The snow is beautiful and comforting and clean but it will melt and I will have to go back into this new world that feels so dangerous. I’m not generally a fearful person and I’m not one for conspiracy theories. Nonetheless, I am worried about what the next four years will bring. After all Trump has told us what he plans to do and it will constrict the freedom of so many innocent people. I keep wondering what I might do to help them.
I suppose that I write about my concerns because it is one of the things that I know how to do. In a sense I hope to keep others informed of the dangers and enlist their help if the time becomes to save our freedom and democracy. Trump seems intent on persecuting groups filled with innocent people. I believe that it will be immoral to simply look away and do nothing to help them. Sadly I suspect that I am just preaching to the choir while those who know my views but disagree with me will simply ignore what I have to say and cheer on Trump to be strong in his determination.

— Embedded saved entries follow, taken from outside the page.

PR #116, opened 2026-04-14
Introduce declaration-aware locality checker

### LINKED ISSUE #113: Implement standalone declaration-aware locality checker
Currently locality is checked alongside uniqueness by the uniqueness checker. While the uniqueness checker does employ locality information to assert the uniqueness of a path after it has been passed to a function, locality checking can still be performed independently as it doesn't require dataflow analysis in order to be performed. 

As such, we should create an additional locality checker that is better integrated within Kotlin's plugin infrastructure and that operates independently from the current uniqueness checker. Additionally, the locality checker should handle nested declarations: if a local variable or parameter is declared as local, it may only be assigned within that declaration.

paganma:
This PR implements a declaration-aware locality checker.

It introduces locality diagnostics for assignments, calls, returns, throws, properties, and default arguments. 

The locality of variables is tracked relative to the declaration that owns it. For example, a `@Borrowed` parameter is local to its enclosing function and can be passed to another borrowed position in that same declaration, or passed to a function as a borrowed parameter. Conversely, it cannot be returned or passed to a shared parameter. Borrowed values from an outer declaration are not treated as local inside a nested lambda or local function, because they belong to a different declaration. For example:

```kotlin
fun f(@Borrowed x: A) {
    borrow(x)   // ok
    share(x)    // locality violation
}

fun f(@Borrowed x: A) {
    { @Borrowed val y: A = x } // locality violation: x belongs to the outer declaration
}
```

In addition to this, this PR adds support for resolving the locality of complex expressions such as those containing conditionals. For example:
```kotlin
fun f(@Borrowed x: A, z: A) {
    val y = if (*) { x } else { z } // locality violation: expression type is local but global is expected.
}
```

This PR maintains the original experimental locality checker in the `uniqueness` subproject. The new locality checker is a standalone component residing in `plugin.compiler.locality`. It also provides separate tests in `testData/locality_checker`.


formver.compiler-plugin/plugin/src/org/jetbrains/kotlin/formver/plugin/compiler/locality/LocalityFunctionCallChecker.kt
```diff
@@ -0,0 +1,79 @@
...
+    context(context: CheckerContext, reporter: DiagnosticReporter)
+    private fun checkArgument(argument: FirExpression, requiredArgumentLocality: Locality) {
+        val actualArgumentLocality = argument.resolvedLocality
+
+        if (requiredArgumentLocality.accepts(actualArgumentLocality)) return
+
+        reporter.reportOn(
+            argument.source,
+            LOCALITY_VIOLATION,
+            "Argument locality mismatch: expected '${requiredArgumentLocality.render()}', " +
```
ligee: This is an unisual use of a diagnostic. In general it is better to place message in the diagnostic and pass parameters to it. It means it will be better to have a separate locality violation diagnostic for each case, so you don't need to construct the message her.
Also rendering could be moved to the diagnostics infrastructure (but it is minor).
You don't necessarily need to fix this right now, this is not critical enough to block the merge. It would be nice to do at some point.

formver.compiler-plugin/plugin/src/org/jetbrains/kotlin/formver/plugin/compiler/locality/LocalityFunctionCallChecker.kt
```diff
@@ -0,0 +1,79 @@
...
+                            "actual '${actualReceiverLocality.render()}'."
+                )
+            }
+        }
+
+        val resolvedArgumentMapping = expression.resolvedArgumentMapping
+        val argumentMappings = if (resolvedArgumentMapping != null) {
+            resolvedArgumentMapping.toList()
+        } else {
+            val argumentSymbols = callableSymbol.valueParameterSymbols
```
ligee: Have you seen the situation then the `resolvedArgumentMapping` is unavailable at this stage? I would be surprising for me, since all FIR should be resolved by the time checkers are called.

formver.compiler-plugin/plugin/src/org/jetbrains/kotlin/formver/plugin/compiler/analysis/TailValueExtractor.kt
```diff
@@ -0,0 +1,155 @@
...
+import org.jetbrains.kotlin.fir.expressions.FirThrowExpression
+import org.jetbrains.kotlin.fir.expressions.FirTypeOperatorCall
+import org.jetbrains.kotlin.fir.expressions.FirTryExpression
+import org.jetbrains.kotlin.fir.expressions.FirWhenExpression
+import org.jetbrains.kotlin.fir.expressions.FirWrappedExpression
+import org.jetbrains.kotlin.fir.lastExpression
+import org.jetbrains.kotlin.fir.visitors.FirVisitor
+
+/**
+ * Computes symbolic values for an expression at each of its tail position.
```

I will linger a bit longer feeling the comfort of the snow. I’ll file this picture away in my mind for days in the future that may become grim. It will be a way to soothe my anxieties and remind me of my resolve. I suppose that I won’t be the first American who has had to take a deep breath when defending our nation or making life more free for marginalized people. Maybe this is how my great grandfather felt as a Union soldier in the Civil War. War is frightening and he must have witnessed horrors. I must remember my ancestors who have endured hardships for their families and for this nation I owe it to both my grandfather and my great grandfather to be brave.
It’s the bravery of all those who have gone before me and triumphed over much worse that keeps me from just curling up in a corner and staying there, wishing for death. We all owe it to them to keep fighting until we win.